Good on Sam WC for taking care of the horse.  Hopefully, the ban will be overturned, as he didn't deserve that . the horse was clearly tired.

Glad Long Run has been retired, and they're going to find another job for him.  At least he came home in once piece today, unlike poor Ethan in the first at Carlisle . a truly horrific injury.  Condolences to his connections.


----------



## scotlass (24 March 2016)

Unfortunately, Sam W-C failed in the appeal to have the ban for his sympathetic riding of Long Run overturned


----------



## Orangehorse (24 March 2016)

There was another horse that ran in the Gold Cup and then in the Grand National and he fell and broke his neck at Bechers.
Think it might have been Johnjo O'Neil riding it too.  Name started with A. It was a good, top class horse.
Rather ironic, but I think that Synchronised was just desperately, desperately unlucky.


----------



## Daffodil (24 March 2016)

Shocking decision.   Wonder where this leave the whip rule.  Licence to flog horses over the line?  The BHA should hang their heads in shame.


----------



## Clodagh (24 March 2016)

scotlass said:



			Unfortunately, Sam W-C failed in the appeal to have the ban for his sympathetic riding of Long Run overturned
		
Click to expand...

That is a shame. I suppose a lot of each way bets missed out. I love horse racing but I never bet - it demeans the efforts of those stunning creatures in my eyes.


----------



## Alec Swan (24 March 2016)

A paragraph from the article;

** _However, while the disciplinary panel accepted Sam Waley-Cohen's opinion that he felt Long Run was tiring, they did not concur that the horse would have finished fifth regardless and said they felt the 12-year-old would have been third if the jockey had continued to ride_. **

I don't see how the adjudicating panel had any other choice.  That S W-C did the right thing for the horse,  isn't in doubt,  but to condone the conduct of a jockey who doesn't continue to ride to the finish cannot be right.  If anyone's responsible,  it would be the owner and the trainer,  but the rider,  for entirely the right ethical reasons,  decided to spare the horse and his judgement,  though correct means that he is the one who carries the responsibility.

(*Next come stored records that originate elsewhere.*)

PR #20155, opened 2026-04-29
TermControl: Remove the "hairpin" paste handler, consolidate string writers

DHowett:
This pull request rewrites how TermControl takes input from the outside world in a number of ways.

First, it introduces a new API called `WriteInputString`, which replaces both `SendInput` and `PasteText`. Those functions all had terrible and confusing names and semantics, but all boiled down to some internal implementation details around what was stripped where and how we added the bracketed paste sequence for clipboard content.

(For now, there is a duplicate `WriteInputStringWithoutBroadcast` which skips some of the loopy callback machinery; it is removed in #20165.)

Then, it removes the entire `PasteFromClipboardEventArgs` and its "callback" machinery for requesting a paste-if-you-would-just-please-call-me-back from the hosting application.

The connection is now 1:1: a control raises `PasteRequested`, and the host calls `WriteInputString(..., Clipboard)` to complete the transaction.

This also necessitated changing how we compute whether a paste would have been bracketed for the purpose of displaying warning dialogs and emitting empty paste packets. Now we check the control that originated the event (which required us to change how bubbled events report their sender.)

It might seem like I left weird stubs laying around.

In the future:

1. `StringSent` can be totally removed, as paste _content_ handling is already part of the app layer and drag/drop handling will be soon.
2. `anyHasBracketedPaste` (and `anyHasUnbracketedPaste`) will grow to check every control in the "broadcast group" so that we warn appropriately when a paste will touch multiple controls in different encodings.

These changes allow us to localize paste encoding behavior to the control (rather than e.g. firing `StringSent` with a bracketed paste sequence to be consumed by a control that has bracketed paste turned off) and improve broadcast without weaving new and expensive event handlers up and down through the stack.

While doing this, I noticed that TSF composition doesn't get broadcasted... lol.

### DIFF
--- a/src/cascadia/TerminalControl/ControlCore.cpp
+++ b/src/cascadia/TerminalControl/ControlCore.cpp
@@ -498,7 +498,7 @@ namespace winrt::Microsoft::Terminal::Control::implementation
     // - wstr: the string of characters to write to the terminal connection.
     // Return Value:
     // - <none>
-    void ControlCore::SendInput(const std::wstring_view wstr)
+    void ControlCore::_sendInput(const std::wstring_view wstr)
     {
         if (wstr.empty())
         {
@@ -554,7 +554,7 @@ namespace winrt::Microsoft::Terminal::Control::implementation
         }
         if (out)
         {
-            SendInput(*out);
+            _sendInput(*out);
             return true;
         }
         return false;
@@ -712,7 +712,7 @@ namespace winrt::Microsoft::Terminal::Control::implementation
         }
         if (out)
         {
-            SendInput(*out);
+            _sendInput(*out);
             return true;
         }
         return false;
@@ -731,7 +731,7 @@ namespace winrt::Microsoft::Terminal::Control::implementation
         }
         if (out)
         {
-            SendInput(*out);
+            _sendInput(*out);
             return true;
         }
         return false;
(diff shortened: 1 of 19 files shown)


DHowett:
If you want to see a preview of what's coming: https://github.com/microsoft/terminal/compare/dev/duhowett/fhl-2026/remove-paste-hairpin-handler...dev/duhowett/fhl-2026/rewrite-paste-and-dragdrop-handling-writeinputstring#diff-eedad99a72f169d53e254be79a87a7baef15686c06b920bb8e94167b580654c0R2961-R2972

https://github.com/microsoft/terminal/commit/ba5fd68beb7e08b71824f99d7c3ea15f435e3cd2

src/cascadia/TerminalControl/TermControl.cpp
```diff
@@ -912,18 +912,18 @@ namespace winrt::Microsoft::Terminal::Control::implementation
     // - wstr: the string of characters to write to the terminal connection.
     // Return Value:
     // - <none>
-    void TermControl::SendInput(const winrt::hstring& wstr)
+    void TermControl::WriteInputString(const winrt::hstring& wstr, WriteInputStringType type)
```
carlos-zamora, line 915: nit: update "Arguments" comment above to include `type`

src/cascadia/TerminalControl/ControlCore.cpp
```diff
@@ -1451,24 +1451,34 @@ namespace winrt::Microsoft::Terminal::Control::implementation
...
-        _terminal->ClearSelection();
-        _updateSelectionUI();
-        _terminal->TrySnapOnInput();
+            // It's important to not hold the terminal lock while calling this function as sending the data may take a long time.
+            _sendInput(filtered);
+
+            const auto lock = _terminal->LockForWriting();
+            _terminal->ClearSelection();
+            _updateSelectionUI();
+            _terminal->TrySnapOnInput();
```
carlos-zamora: Why do we do this for `Clipboard` type but not `Raw`?

src/cascadia/TerminalControl/TermControl.cpp
```diff
@@ -3240,9 +3235,9 @@ namespace winrt::Microsoft::Terminal::Control::implementation
         // only broadcast if there's an actual listener. Saves the overhead of some object creation.
         if (StringSent)
         {
-            StringSent.raise(*this, winrt::make<StringSentEventArgs>(text));
+            StringSent.raise(*this, winrt::make<StringSentEventArgs>(text, static_cast<uint32_t>(WriteInputStringType::Raw)));
         }
-        _core.PasteText(text);
+        _core.WriteInputString(text, WriteInputStringType::Raw);
```
carlos-zamora: Should this be `WriteInputStringType::Clipboard`?

carlos-zamora (commented):
Really just the one thing I want to double check

src/cascadia/TerminalControl/TermControl.cpp
DHowett: Good catch. Yes

src/cascadia/TerminalControl/TermControl.cpp
DHowett: frick i meant to murder the arguments section entirely

carlos-zamora:
- BUG: broadcast input: ctrl+v --> paste once per pane to each pane!

DHowett:
> ## Feedback from Bug Bash (5/5)
> * BUG: broadcast input: ctrl+v --> paste once per pane to each pane!

fixed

Should the panel concerned have accepted the rider's decision and taken no action would have set a precedent for others to claim the same and the future could well be one of other claims and to cover race-fixing.

I applaud the jockey for his honourable decision and likewise the owners for offering the horse immediate retirement,  but sadly,  the decision was entirely correct and it stands.  Strangely perhaps,  it wasn't a case of right or wrong,  but protecting the sport of steeplechasing,  and as such whilst perhaps not applauded,  it should be accepted with good grace.

Alec.


----------



## satinbaze (24 March 2016)

Orangehorse said:



			There was another horse that ran in the Gold Cup and then in the Grand National and he fell and broke his neck at Bechers.
Think it might have been Johnjo O'Neil riding it too.  Name started with A. It was a good, top class horse.
Rather ironic, but I think that Synchronised was just desperately, desperately unlucky.
		
Click to expand...

I think this was Alverton possibly the year Aldaniti won, I could be wrong


----------



## Orangehorse (24 March 2016)

I think Alverton is correct - didn't he actually win the Gold Cup.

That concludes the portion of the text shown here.